Agonist/antagonist supersets are flexible and can allow for 3 to 6 training days per week depending on training experience. Supersets are performed to maximize training efficiency.

Disadvantages:

It is difficult to integrate training for movement-specific skills, making it difficult for athletes to use agonistic/antagonistic supersets as a primary training method. Agonist/antagonist supersets are also a little too advanced for beginners and can cause recovery issues for older exercisers.

Example:

  • Monday: chest/back
  • Tuesday: legs/shoulders
  • Wednesday: No training
  • Thursday: chest/back
  • Friday: biceps/triceps
  • Saturday/Sunday: Active regeneration or no training

7 - Primary muscle plus synergist

These splits combine primary muscles of an exercise with secondary muscles on the same training day. Back and biceps or chest and triceps splits would be examples of such a split.

Advantages:

Flexible training frequency with 3 to 6 training days per week. Supersets enable time-efficient training. The high training volume leads to greater muscle damage during training.

Disadvantages:

Too advanced for beginners and too demanding for recovery in older exercisers. The variability of the training frequency may be difficult to implement for younger exercisers.
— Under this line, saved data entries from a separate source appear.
PR #4589, opened 2026-09-15
fix(state/sqlserver): use pointer receiver for KeysLike so *SQLServer actually implements state.KeysLiker

### LINKED ISSUE #4588: SQL Server state store's KeysLike doesn't actually implement state.KeysLiker (wrong receiver type)
## Expected Behavior

The SQL Server state store (`state/sqlserver/sqlserver.go`) should support wildcard key listing via `state.KeysLiker`, the same way `etcd`, `in-memory`, `mongodb`, `mysql`, `redis`, `sqlite`, and `postgresql/v2` all do.

## Actual Behavior

`*SQLServer` silently does not implement `state.KeysLiker` at all, even though `KeysLike` is fully implemented (a working SQL `LIKE` query with pagination, `state/sqlserver/sqlserver.go:392`).

`state.KeysLiker` declares:
```go
type KeysLiker interface {
	KeysLike(ctx context.Context, req *KeysLikeRequest) (*KeysLikeResponse, error)
}
```
— a **pointer** parameter. SQLServer's implementation takes a **value** parameter instead:
```go
func (s *SQLServer) KeysLike(ctx context.Context, req state.KeysLikeRequest) (*state.KeysLikeResponse, error) {
```

Go requires an exact method-signature match for interface satisfaction, so this mismatch means `*SQLServer` never actually satisfies `state.KeysLiker`, despite the method body looking complete and correct. Any Dapr app using the SQL Server state store cannot use wildcard key listing through the interface-based dispatch the runtime actually uses.

Confirmed SQL Server is the sole outlier — every other provider implementing `KeysLike` (`etcd`, `in-memory`, `mongodb`, `mysql`, `redis`, `sqlite`, `postgresql/v2`) uses the correct pointer signature.

This also explains why it went undetected: SQL Server's tests have no compile-time interface assertion (`var _ state.KeysLiker = ...`), unlike `mongodb`, `mysql`, `in-memory`, and `postgresql/v2`, which all have exactly that guard — the safety net that would have caught this at compile time.

1. In any code that type-asserts or type-switches on `state.KeysLiker` (e.g. the shared conformance suite in `tests/conformance/state/state.go`), pass a `*sqlserver.SQLServer` instance.
2. The type assertion fails — `*SQLServer` does not satisfy `state.KeysLiker` — even though `KeysLike` exists on the type.
3. Alternatively: add `var _ state.KeysLiker = (*SQLServer)(nil)` anywhere in the `sqlserver` package pre-fix; it fails to compile.

RELEASE NOTE: **FIX** SQL Server state store's `KeysLike` now correctly implements `state.KeysLiker` (was using the wrong receiver type, so it silently didn't implement the interface at all).

karthikchundi-commits:
# Description

Fixes #4588.

`state.KeysLiker` declares `KeysLike(ctx, *KeysLikeRequest)` — a pointer parameter. SQL Server's implementation took a value parameter (`state.KeysLikeRequest`) instead. Go requires an exact method-signature match for interface satisfaction, so `*SQLServer` silently did not implement `state.KeysLiker` at all, despite the method body being fully built and correct (a working SQL `LIKE` query with pagination). Any Dapr app using the SQL Server state store could not use wildcard key listing through the interface-based dispatch the runtime actually uses, even though the implementation was sitting right there.

Confirmed SQL Server was the sole outlier by checking every other provider implementing `KeysLike`: `etcd`, `in-memory`, `mongodb`, `mysql`, `redis`, `sqlite`, `postgresql/v2` all use the correct pointer signature.

This went undetected because SQL Server's tests had no compile-time interface assertion (`var _ state.KeysLiker = ...`), unlike `mongodb`, `mysql`, `in-memory`, and `postgresql/v2`, which all have exactly that guard. Added the same assertion here, plus a test that calls `KeysLike` through a `state.KeysLiker`-typed variable (not a concrete `*SQLServer` one) — the thing that would fail to compile at all against the pre-fix signature.

**Verification limitation, disclosed honestly:** no Go toolchain is available in the environment I authored this in, so I could not run `go build`/`go vet`/`go test` to confirm the change compiles. I verified instead by reading the interface declaration and comparing byte-for-byte against every other implementer's signature, confirming every real call site in the repo (`sqlite`'s delegation, the full conformance suite in `tests/conformance/state/state.go`) already passes a pointer so nothing else needed to change, and hand-checking gofmt-consistent formatting against the surrounding file. Would appreciate a maintainer or CI confirming the build before merge.

## Issue reference

Closes #4588.

## Checklist

* [ ] Code compiles correctly — **not independently verified locally (no Go toolchain available); please confirm via CI**
* [x] Created/updated tests — added the compile-time `state.KeysLiker` assertion and a test calling `KeysLike` through the interface type
* [ ] Extended the documentation — not applicable, no user-facing behavior change beyond the interface now being satisfied as originally intended


state/sqlserver/sqlserver.go
cicoyle, line 72: Can you add the feature to the feature list that gets advertised so this functionality is usable?
```suggestion
			state.FeatureTTL,
			state.FeatureKeysLike,
```

state/sqlserver/sqlserver_test.go
cicoyle, line 530: I would expect this test func needs to be updated as well to verify the feature is there and supported.

state/sqlserver/sqlserver.go
```diff
@@ -389,7 +389,7 @@ func (s *SQLServer) CleanupExpired() error {
 	return nil
 }
 
-func (s *SQLServer) KeysLike(ctx context.Context, req state.KeysLikeRequest) (*state.KeysLikeResponse, error) {
+func (s *SQLServer) KeysLike(ctx context.Context, req *state.KeysLikeRequest) (*state.KeysLikeResponse, error) {
```
cicoyle: The PR title says `use pointer receiver` - the receiver is already correct as `(s *SQLServer)`, its just the parameter that changed. Can you update the PR title?

cicoyle (changes requested):
Thanks for the PR here 🎉 

The signature mix match is a real issue, thanks for fixing it. I dont think the one line change is safe on its own though, especially given the title says `so *SQLServer actually implements state.KeysLiker` - this code hasnt been compiled against or tested yet.

The PR title says `use pointer receiver` - the receiver is already correct as `(s *SQLServer)`, its just the parameter that changed. Can you update the PR title? 

I would like to see more from this if you have the time 🙏🏻 

Can you add the feature (`"keyslike"`) to the following: https://github.com/dapr/components-contrib/blob/main/tests/config/state/tests.yml#L46-L65

We should have thorough conformance tests as well. You shouldn't have too write a ton of new tests, but rather extend the suite to test this as well to exercise the actual SQL against a real SQL server, which is the verification we want :)

karthikchundi-commits:
@cicoyle Both addressed:

- Title updated — you're right, the receiver was already `(s *SQLServer)`; it's the `KeysLike` *parameter* that went from value to pointer.
- Added `"keyslike"` to the `sqlserver` and `sqlserver.docker` conformance entries in `tests/config/state/tests.yml`, wiring this up to `tests/conformance/state/state.go`'s real KeysLike suite (pattern matching, pagination, continuation tokens) against an actual SQL Server instance. Left `sqlserver.v2`/`.v2.docker` alone — that's a separate package that doesn't implement `KeysLike` at all.

Wiring that in surfaced a second, related gap while I was at it: `SQLServer`'s features list never included `state.FeatureKeysLike`, even with the interface satisfied — the method was reachable but the store never told callers it supported it, same silent-gap shape as the original bug, one layer up. Fixed that too, with a test against the real `New()`-constructed store (the existing `TestSupportedFeatures` test builds its own hand-picked features slice, which is exactly why this didn't get caught).

Same disclosure as before: no Go toolchain in my environment, so still unverified against a live SQL Server or even compiled locally — would appreciate CI or a maintainer confirming.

Example: 5 training sessions per week

  • Monday: Back/biceps
  • Tuesday: chest/triceps
  • Wednesday: legs/shoulders
  • Thursday: back/biceps
  • Friday: chest/triceps
  • Saturday/Sunday: No training

8 - Specialization Training Splits: Hypertrophy Specialization Programs

Specialization programs focus on bringing a lagging muscle group up to the level of the rest of the body in a short period of time. This involves focusing on that muscle group 3+ days per week while performing maintenance training for the rest of the body one day per week.

Benefits:

Specialization programs can jumpstart stagnant gains in one muscle group. High volume and frequency results in a dramatic increase in hypertrophy of the specialized muscle group. Such programs are well suited for experienced exercisers.

Disadvantages:

Specialization programs neglect other muscle groups during the program, which can potentially lead to atrophy and a reduction in performance. Specialization programs are unbalanced and make it difficult to maintain other fitness parameters.

Example: Back specialization

  • Monday: Horizontal pulling with low repetitions
  • Tuesday: Vertical pull with high rep s Pull
  • Wednesday: Horizontal pull with high repetitions
  • Thursday: Vertical pulling with low repetitions Pull
  • Friday: Full body maintenance training

Which split should I use?

Determine your main goal

Your goal must be clear. A focus on isolation is not ideal for athletes as they need to move their body as an integrated unit.

If your goal is to become as muscular as possible, then you don't need to spend time improving your sprinting mechanics. Make your goals as specific as possible and then tailor your training split to your individual needs.

Determine your schedule

Regardless of how busy you are, you still have the same 24 hour day as the rest of us. I have trained a client with three kids, an hour commute to work each day and 5 to 6 twelve hour work days a week - and he still finds a way to work out three to four times a week.

My point is that you need to prioritize the time you have available. If training 2 hours a day, 5 days a week isn't ideal for you, then choose a more efficient training split. A training session is only as good as its execution. Determine what you want to do and then do it.

Training experience

Training experience is highly variable, but is an important factor in training.

Beginners move on to muscle group splits and isolation workouts before they are strong enough to reap the benefits of concentrated isolation. Older exercisers are often unable to train as hard due to higher neural demands, joint problems and reduced recovery ability.

Regenerative capacity

The body is an integrated system. Instead of judging recovery based on how your muscles feel, you also need to consider daily stress, the nervous system, your sleep quality and your diet.